# cleaning glass



## rickwaines (Jan 2, 2011)

the new 120 has some stubborn mineral deposits. Any suggestions for cleaning them off inside and out?

Rick


----------



## TomC (Apr 21, 2010)

Try vinegar.


----------



## rickwaines (Jan 2, 2011)

TomC said:


> Try vinegar.


did, scrubbed and scrubbed, to little effect.


----------



## 2wheelsx2 (Apr 21, 2010)

Warm vinegar and 00 grade steel wool. Be gentle. Sometimes just warm vinegar will do it.
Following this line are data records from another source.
PR #132, opened 2024-10-18
Pull tiles from s3

### LINKED ISSUE #130: Move data to S3 buckets
We were having an issue on Cornell's networks with r2 buckets being blocked. Maybe has something to do with the firewall blocking suspicious looking endpoints e.g. `https://pub-fa71193941a74e14a38eee99f30f53d9.r2.dev`

S3 should be slightly faster anyway, though more expensive

raphaellaude:
## Description

- Fixes #130

## Reviewers

- Primary: @mariogiampieri 
- Secondary: @nofurtherinformation @mapmeld 

## Checklist


mariogiampieri (approved):
This is good- we will also need to change the repo's `NEXT_PUBLIC_S3_BUCKET_URL` secret so that the pr app action runs properly as well

PR #144, opened 2024-10-23
autostop apps

raphaellaude:
## Description

- Fly is so fast at spinning up machines again that we should autostop all apps except dbs, esp. for PR apps. We can always set min machines running to 1 for prod down the line, having different configs, but for now I think this is appropriate.

## Reviewers

- Primary: @mariogiampieri 
- Secondary:

## Checklist


mariogiampieri (approved):
lgtm!

PR #147, opened 2024-10-27
Feat/zoom to view

mariogiampieri:
use `fitBounds()` to center map properly on AOI

## Description

- start map at continental us scale
- make migration to backfill extents based on gerrydb tables
- `cli.py` additions to make bounds when importing gerrydb views
- setting map extent based on document creation, loading

## Reviewers

- Primary: @raphaellaude 
- Secondary:

## Checklist


mariogiampieri:
See https://districtr-v2-147-app.fly.dev/map for demo. I haven't fully tested yet the setting of the extent when loading in via `cli.py` but this should suffice to test for existing views

backend/app/alembic/versions/dc391733e10a_add_extent_to_gerrydb.py
```diff
@@ -0,0 +1,117 @@
...
+
+def upgrade() -> None:
+    # ### commands auto generated by Alembic - please adjust! ###
+    # Make column nullable to avoid errors during initial insert
+    op.add_column(
+        "gerrydbtable", sa.Column("extent", sa.ARRAY(sa.Float()), nullable=True)
+    )
+
+    # Use a session to interact with the database
+    bind = op.get_bind()
```
raphaellaude, line 30: I: I think it's a good idea to create these bboxes but was wondering if we should [align all geometry columns to "geometry"](https://github.com/districtr/districtr-v2/pull/148) to simplify this logic.

backend/app/utils.py
```diff
@@ -104,3 +107,45 @@ def create_parent_child_edges(
             "districtr_map_uuid": districtr_map_uuid,
         },
     )
+
+
+def transform_bounding_box(bbox: list, source_epsg: str, target_epsg: str) -> list:
```
raphaellaude, line 112: H: I would much rather doing this in postgis. This logic looks quite complex and depends on an additional package, `osgeo`, which [seems largely to be unmaintained](https://pypi.org/project/osgeo/) seeing as it's on v0.0.1 since Jun '21. If we do do this in python I'd prefer to depend on packages like `fiona` and `shapely` since they're actively maintained and are likely to be added to our environment when we bring in MGGG packages to do things like contiguity.

backend/cli.py
```diff
@@ -111,19 +131,22 @@ def import_gerrydb_view(layer: str, gpkg: str, replace: bool, rm: bool):
...
 
-    upsert_query = text("""
+    upsert_query = text(
+        """
         INSERT INTO gerrydbtable (uuid, name, updated_at)
-        VALUES (gen_random_uuid(), :name, now())
+        VALUES (gen_random_uuid(), :name, :extent, now())
         ON CONFLICT (name)
         DO UPDATE SET
             updated_at = now()
```
raphaellaude, line 140: H: You're not actually setting the extent on conflict. Not sure if that's intentional or not but if the extent was null in an existing table it would remain null. Also you have a mismatch in the number of inserted values and columns specified so this would fail anyway.

backend/cli.py
```diff
@@ -96,6 +97,25 @@ def import_gerrydb_view(layer: str, gpkg: str, replace: bool, rm: bool):
         ],
     )
 
+    # calculate layer extent to store in gerrydbtable
+    result = subprocess.run(
```
raphaellaude, line 101: H: Related to previous comments, I think we should add this as part of the `districtrmap` and not the `gerrydbtable`.

raphaellaude (changes requested):
Frontend looks good and have a few backend comments: I think we can simplify significantly by moving the extent to `districtrmap`, doing more with postgis, and renaming all geometry columns as [suggested here](https://github.com/districtr/districtr-v2/pull/148).

app/src/app/utils/api/mutations.ts
```diff
@@ -8,6 +8,7 @@ import {
 } from "@/app/utils/api/apiHandlers";
 import { useMapStore } from "@/app/store/mapStore";
 import { mapMetrics } from "./queries";
+import { use } from "react";
```
raphaellaude, line 11: Q: where does this get used?

backend/app/alembic/versions/dc391733e10a_add_extent_to_gerrydb.py
```diff
@@ -0,0 +1,85 @@
...
+        cases.append(case)
+    # Combine all cases into a single SQL statement
+    case_statement = " ".join(cases)
+    # Execute a single UPDATE statement
+    update_query = sa.text(
+        f"""
+        UPDATE districtrmap
+        SET extent = CASE
+            {case_statement}
+        -- ELSE ARRAY[0, 0, 0, 0] if this fails, there is no
```
raphaellaude, line 66: PP: `ELSE NULL` – and we default to Kansas view? Non-blocking esp. since this is in a migration.

backend/app/main.py
```diff
@@ -210,8 +212,12 @@ async def get_document(document_id: str, session: Session = Depends(get_session)
             DistrictrMap.child_layer.label("child_layer"),  # pyright: ignore
             DistrictrMap.tiles_s3_path.label("tiles_s3_path"),  # pyright: ignore
             DistrictrMap.num_districts.label("num_districts"),  # pyright: ignore
+            DistrictrMap.extent.label("extent"),  # pyright: ignore
         )  # pyright: ignore
-        .where(Document.document_id == document_id)
+        .where(
+            Document.document_id == document_id
+            and DistrictrMap.parent_layer == GerryDBTable.name
```
raphaellaude, line 219: H: We can not remove this expression after the `and`, right?

backend/app/main.py
```diff
@@ -19,6 +19,7 @@
     Document,
     DocumentCreate,
     DocumentPublic,
+    GerryDBTable,
```
raphaellaude, line 22: H: And remove this import?

backend/app/main.py
```diff
@@ -220,6 +226,7 @@ async def get_document(document_id: str, session: Session = Depends(get_session)
         .limit(1)
     )
     result = session.exec(stmt)
+    print(result)
```
raphaellaude, line 229: PP: clean up prints

backend/app/utils.py
```diff
@@ -1,6 +1,7 @@
 from sqlalchemy import text
 from sqlalchemy import bindparam, Integer, String, Text
 from sqlmodel import Session
+from osgeo import ogr, osr
```
raphaellaude, line 4: H: Remove unused import

raphaellaude (changes requested):
This looks really great. Pretty much ready to merge. If my questions/comments are dumb please excuse – working with v tired brain while reviewing...

raphaellaude:
Just want to jump in to say that playing with the app this is really smooth and nice. Super psyched to paint some maps outside of Colorado

app/src/app/utils/api/mutations.ts
mariogiampieri: old / unused!

backend/app/main.py
mariogiampieri: yep good call

backend/app/utils.py
mariogiampieri: good catch

backend/app/alembic/versions/dc391733e10a_add_extent_to_gerrydb.py
mariogiampieri: agreed and i don't expect it'll happen on prod. the column is set to not allow for nulls and I'd rather keep it that way so will leave as-is for now, but am open to better handling issues down the line

mariogiampieri:
> Just want to jump in to say that playing with the app this is really smooth and nice. Super psyched to paint some maps outside of Colorado

ty! and your latest review is super helpful, thanks for catching those things. agreed that it'll be fun to move around the map finally!

backend/app/alembic/versions/dc391733e10a_add_extent_to_gerrydb.py
raphaellaude: Oh I thought I saw `nullable=True` in the model, though now that I'm thinking about it not in the revision.

backend/app/alembic/versions/dc391733e10a_add_extent_to_gerrydb.py
```diff
@@ -0,0 +1,87 @@
...
+        -- if this fails, there is no
+        -- matching table from parent_layer
+        -- and that's a problem
+        END;
+    """
+    )
+
+    bind.execute(update_query)
+
+    # Make the `extent` column non-nullable
```
mariogiampieri, line 76: the last step of the upgrade is to flip it back to not nullable

raphaellaude: Ah got it

app/src/app/constants/layers.ts
```diff
@@ -176,39 +167,45 @@ const addBlockLayers = (
...
-      LABELS_BREAK_LAYER_ID,
+      LABELS_BREAK_LAYER_ID
     );
   }
-  useMapStore.getState().setMapRenderingState("loaded")
+  useMapStore.getState().setMapRenderingState("loaded");
+  useMapStore
+    .getState()
+    .getMapRef()
+    ?.fitBounds(mapDocument.extent as [number, number, number, number], {
```
nofurtherinformation, line 199: PP: Map bounds could stored in state and have a `useEffect` in the map component to `fitBounds` to decouple from layers add/remove

mariogiampieri:
> This is looking and feeling really smooth. I added one small comment but otherwise this is great

very good call- now streamliined / ready for re-review

raphaellaude (approved):

raphaellaude:
Looks great! Let's 🚢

Warming acids will make them more reaction. Warming the tank would help too.


----------



## taureandragon76 (Apr 21, 2010)

razor blade works really well to scrape it off.


----------



## rickwaines (Jan 2, 2011)

thanks all, will try these.


----------



## Aquaman (Apr 21, 2010)

CLR and some ooo grade steel wool .


----------



## Diztrbd1 (Apr 21, 2010)

I find vinegar works best if you let it sit on the deposits for 15 minutes or so. It will dissolve the deposits , no need to scrub, should be able to wipe it off pretty easy after that


----------



## bingerz (Mar 3, 2011)

Diztrbd1 said:


> I find vinegar works best if you let it sit on the deposits for 15 minutes or so. It will dissolve the deposits , no need to scrub, should be able to wipe it off pretty easy after that


15 mins only?? i'll try that before i go do the hi grade extra extra wet sandpaper.


----------